* [To do] Exact reproduction is required for all entries.

########

PR #306, opened 2023-02-03
DM-37791: use pybind wrappers, merge into one pybind shared lib

mwittgen:


erykoff (approved):
This all looks good.  I did think that all the `addInheritanceDependency()` calls were supposed to be moved to `_algorithmsLib.cc`?

erykoff:
Also, what was the final decision on stub files to allow for easier backwards compatibility?

mwittgen:
> This all looks good. I did think that all the `addInheritanceDependency()` calls were supposed to be moved to `_algorithmsLib.cc`?

Indeed, will fix.

mwittgen:
> Also, what was the final decision on stub files to allow for easier backwards compatibility? Or was that about `meas_base`...

Checking with @ktlim and @timj to make sure.  For `meas_base` and `meas_algorithm` there were not many direct imports of shlibs in other packages, so I didn't add the stub. There was no concern about old config files used with newer pipeline versions.

timj:
> Also, what was the final decision on stub files

We discussed this and we decided that the config case was a red herring since we already have configs that can only be read by the software that wrote them (although I would like @mwittgen to put fixing the excessive import problem on his todo list). We also noted that if anything is doing `from .x import *` in the `__init__.py` that the `x.py` is not really part of the public API even though it could be used like that. We therefore decided it was okay to drop the .py files.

########

* [Result]
PR #306, opened 2023-02-03
DM-37791: use pybind wrappers, merge into one pybind shared lib

mwittgen:


erykoff (approved):
This all looks good.  I did think that all the `addInheritanceDependency()` calls were supposed to be moved to `_algorithmsLib.cc`?

erykoff:
Also, what was the final decision on stub files to allow for easier backwards compatibility?

mwittgen:
> This all looks good. I did think that all the `addInheritanceDependency()` calls were supposed to be moved to `_algorithmsLib.cc`?

Indeed, will fix.

mwittgen:
> Also, what was the final decision on stub files to allow for easier backwards compatibility? Or was that about `meas_base`...

Checking with @ktlim and @timj to make sure.  For `meas_base` and `meas_algorithm` there were not many direct imports of shlibs in other packages, so I didn't add the stub. There was no concern about old config files used with newer pipeline versions.

timj:
> Also, what was the final decision on stub files

We discussed this and we decided that the config case was a red herring since we already have configs that can only be read by the software that wrote them (although I would like @mwittgen to put fixing the excessive import problem on his todo list). We also noted that if anything is doing `from .x import *` in the `__init__.py` that the `x.py` is not really part of the public API even though it could be used like that. We therefore decided it was okay to drop the .py files.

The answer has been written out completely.